A nursery rhyme is a traditional poem or song that's told or sung to young children. The term dates back to the late-18th and early-19th centuries in Britain where most of the earliest nursery rhymes that are known today were recorded in English but eventually spread to other countries. The tradition of children's nursery rhymes is largely considered a form of verbal lore, both written and oral, with traditional utterances of repetitive patterns that vary in style and tone.

History of nursery rhymes 

The term "Mother Goose rhymes", which is interchangeable with nursery rhymes, originates from the early 1600s in relation to a collection of stories in a monthly periodical from a French critic, Jean Loret's "La Muse Historique". This contains the earliest reference to Mother Goose in the line "Comme un conte de la Mere Oye" translated into "Like a Mother Goose story". However, these stories weren't referring to any of the best-known Mother Goose rhymes that are most associated with the term, which instead have English origins.

Thomas Carnan, stepson of publisher John Newbery's, became the owner of Newsberry Publishing House following the death of John Newberry and was the first to use the term Mother Goose for children's nursery rhymes when he published "Mother Goose's Melody" and "Sonnets for the Cradle". This was the first known publication of the collection of Mother Goose rhymes in 1780, describing a compilation of traditional English nonsense nursery rhymes and songs each with its own black and white illustration and came from a variety of sources The term 'Mother Goose' has been linked with traditional children's nursery rhymes and songs in the English speaking world ever since.

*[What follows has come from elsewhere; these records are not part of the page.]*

PR #3096, opened 2023-09-13
Websockets v2 update

fselmo:
### What was wrong?

The main reason `WebsocketProviderV2` is in beta is that we have to asynchronously process a response from the original request that was made. This isn't so straightforward with the way websockets work because the socket will give back the next item it needs to, whatever that may be, when we call `recv()`. If a user has subscribed to an `eth_subscribe` subscription, say something like `"newPendingTransactions"` where it will return many transactions nearly instantly, as soon as a user has subscribed to it, one (or many) of these subscription messages may return before the original request was made for which a user may be expecting a response. Consider the following:

```py

async def wsV2_example():
    async with AsyncWeb3.persistent_websocket(
        WebsocketProviderV2(f"wss://mainnet.infura.io/ws/v3/{INFURA_PROJECT_ID}")
    ) as w3:
        # -- get pending transactions subscription -- #
        
        pending_full_txs = True
        pending_tx_sub_id = await w3.eth.subscribe("newPendingTransactions", pending_full_txs)
        print(f"pending_tx_sub_id: {pending_tx_sub_id}\n")

        # -- logs subscription -- #

        logs_sub_id = await w3.eth.subscribe("logs", {"address": ETHEREUM_WETH_CONTRACT})
        # we will likely get one of the "newPendingTransactions" subscriptions returned here 
        # before we get the response to our second `eth_subscribe` request with the `logs_sub_id` value.
        print(f"logs_sub_id: {logs_sub_id}\n")

        while True:
                # when we actually listen to the websocket for our subscriptions, we will eventually get the response
                # we needed to the second subscription request with our `logs_sub_id` value
                print(response)

asyncio.run(wsV2_example())
```

### How was it fixed?

Thanks to JSON-RPC 2.0 specs, responses are required to return the `id` of the request that asked for the response. If we keep the request `id` and pass it to the method we use to retrieve and process a response, we can wait until this particular response is received and return that. It should take no longer than a `call_timeout`. While we look for the response, we need to store every response that came in before it in a transient cache that will then be emptied on each `__anext__()` call before we pull anything from the socket again.

- Created a `RequestProcessor` class that is strapped to `PersistentConnectionProvider` classes to process two types of caches now (both transient, in the sense that they only store information until it's needed and that time window shouldn't be too long): 
   - The `RequestInformation` cache that already existed. This cache is responsible for storing a request's information so we can have that context and middleware methods to pipe the answer to the request through once we process it asynchronously.
   - A cache that stores raw responses from the open websocket connection that may come in before the response for the original request comes in. This cache gets emptied in a FIFO manner before we listen to any new messages from the websocket so that we don't lose any response that were received within that window.
- Refactored matching responses to request ids so that it exists within the `make_request()` method of the `WebsocketProviderV2` class. This allows us to actually return a response that matches the request `id` within the same method, keeping types happy throughout the code base.
- Internalize the `provider.ws` websocket connection (as `provider._ws`) and add a public API class (`WebsocketConnection`) for interacting with the websocket on the `_PersistentConnectionWeb3` class with more predictable behavior and formatting support, etc.
- Other refactoring along the way.

### Todo:
- [x] Make `provider.ws` internal (`provider._ws`) and have any "listen" to ws method that is public look in the raw response cache first and process those responses in FIFO before actually calling `ws.recv()` again. This will be important to document since a user might want to directly call `recv()` on the websocket connection without knowing there may be cached responses ahead of any new responses.
- [x] Missing a cute animal picture below 😱 
- [x] Manual testing (for now) of the new request processor transient caches and the logic therein


web3/_utils/method_formatters.py
```diff
@@ -620,30 +624,45 @@ def subscription_formatter(value: Any) -> Union[HexBytes, HexStr, Dict[str, Any]
...
+    formatted_value = {"subscription": HexStr(value.get("subscription"))}
+    result = value.get("result")
+    result_key_set = set(result.keys())
 
     # handle dict subscription responses
-    if either_set_is_a_subset(response_key_set, set(BLOCK_FORMATTERS.keys())):
+    if either_set_is_a_subset(
+        result_key_set,
+        set(BLOCK_FORMATTERS.keys()),
+        percentage=90,
```
reedsa: I'm not quite understanding this percentage and how it changes what it was doing previously. Guessing the purpose is to apply specific formatters based on the value passed to `subscription_formatter`. When the value contains most (>90%) of the keys in the formatter type, the formatter is applied? Is it often the case that the value doesnt include all of the same formatters, or is this more to future proof things as more keys are added to the `value`?

web3/main.py
```diff
@@ -538,6 +536,7 @@ def __init__(
                 "Provider must inherit from PersistentConnectionProvider class."
             )
         AsyncWeb3.__init__(self, provider, middlewares, modules, external_modules, ens)
+        self.ws = WebsocketConnection(self)
 
     # async for w3 in w3.persistent_websocket(provider)
     async def __aiter__(self) -> AsyncIterator["_PersistentConnectionWeb3"]:
```
pacrob: Since we have `Self` available in compat, it could be applied here and anywhere else a class returns an instance of itself 

```suggestion
    from web3._utils.compat import Self

    async def __aiter__(self) -> AsyncIterator[Self]:
```

web3/_utils/method_formatters.py
fselmo: > When the value contains most (>90%) of the keys in the formatter type, the formatter is applied?

Correct.

One of the messages for a `pendingTransactions` subscription uses `yParity` in the place of `v` and we lacked a formatter for `yParity`. In that case it wasn't an exact subset so the formatters for subscription transactions stopped working on those messages entirely. If we are lenient on a percentage, say 90% here, we can distinguish between the different subscription responses and apply formatters appropriately and only those fields missing a formatter line won't be formatted. Then, if / when we catch the missing formatting, all we have to do is update the formatter method for that single field and that field too will be formatted appropriately.

This is the [relevant commit](https://github.com/ethereum/web3.py/pull/3096/commits/1107480944730e366df3ccf2300e446960942d0b).

reedsa:
Nothing blocking here, I haven't yet tested though. Looks great, love the separate commits and clean messages 💯

reedsa (approved):

pacrob (approved):
lgtm!

PR #3097, opened 2023-09-14
ignore flake8 F401 qa in all __init__.py files

pacrob:
### What was wrong?

Flake8 rule F401 requires that an import be used, but `__init__.py` files are specifically for importing various functions to then be imported elsewhere

### How was it fixed?

Tell flake8 to ignore F401 qa errors in all `__init__.py` files.

### Todo:

#### Cute Animal Picture

image


fselmo (approved):
🔥 🔥

PR #3103, opened 2023-09-20
Handle edge case for initialized chain

### LINKED ISSUE #1149: Web3 crashes in time-based gas price strategies with empty chain
* Version: 4.7.1
* Python: 3.6
* OS: linux

### What was wrong?

Running our test suite web3 crashes when estimating time based gas price. Probably it is caused by not having any transactions in our test chain. However when probabilities are calculated they are empty (empty tuple) which causes then an Index Error in ` '104, in _compute_gas_price\r\n    first = probabilities[0]\r\nIndexError: tuple index out of range\`

It might be the case that there is a problem with our geth client during runtime.

```
File “/home/circleci/raiden/raiden/network/rpc/client.py”, line 346, in gas_price
return int(self.web3.eth.generateGasPrice())
File “/home/circleci/venv-3.7/lib/python3.7/site-packages/web3/eth.py”, line 385, in generateGasPrice
return self.gasPriceStrategy(self.web3, transaction_params)
File “/home/circleci/venv-3.7/lib/python3.7/site-packages/web3/gas_strategies/time_based.py”, line 168, in time_based_gas_price_strategy
gas_price = _compute_gas_price(probabilities, probability / 100)
File “/home/circleci/venv-3.7/lib/python3.7/site-packages/web3/gas_strategies/time_based.py”, line 104, in _compute_gas_price
first = probabilities[0]
IndexError: tuple index out of range
```

### How can it be fixed?

However I would suggest handling the edge case that there is an empty tuple and not unconditionally access `first = probabilities[0] `

I'm happy to give more information when needed

reedsa:
### What was wrong?

Closes #1149

The time based gas price strategy assumes there are many blocks to sample from. In cases where test chains are spun up and no blocks have been mined, this can throw exceptions for folks who are running tests.

### How was it fixed?

Check the latest block prior to attempting to sample so it can fallback to the gas price in `w3.eth.gas_price`.

### Todo:

#### Cute Animal Picture

### DIFF
--- a/newsfragments/1149.bugfix.rst
+++ b/newsfragments/1149.bugfix.rst
@@ -1,0 +1,1 @@
+Return `w3.eth.gas_price` when calculating time based gas price strategy for an empty chain.
--- a/tests/core/gas-strategies/test_time_based_gas_price_strategy.py
+++ b/tests/core/gas-strategies/test_time_based_gas_price_strategy.py
@@ -171,6 +171,46 @@ def test_time_based_gas_price_strategy(strategy_params, expected):
     assert actual == expected
 
 
+def _get_initial_block(method, params):
+    return {
+        "hash": constants.HASH_ZERO,
+        "number": 0,
+        "parentHash": None,
+        "transactions": [],
+        "miner": "0x" + "Aa" * 20,
+        "timestamp": 0,
+    }
+
+
+def _get_gas_price(method, params):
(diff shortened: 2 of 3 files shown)


pacrob (approved):
lgtm!

fselmo (commented):
lgtm 👍🏼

Nursery rhymes in context 

For generations, many young children have grown up learning and passing on these Mother Goose rhymes as a part of oral tradition, perpetuating the culture of childhood. The anthropological approach to this field of childlore emphasizes that the songs and rhymes that children teach one another and pass forward through generations are unique to children, differing from the nursery rhymes taught by adults. The works of Peter and Iona Opie brought significant contributions to this field of childlore, particularly in examining the traditions of children's nursery rhymes.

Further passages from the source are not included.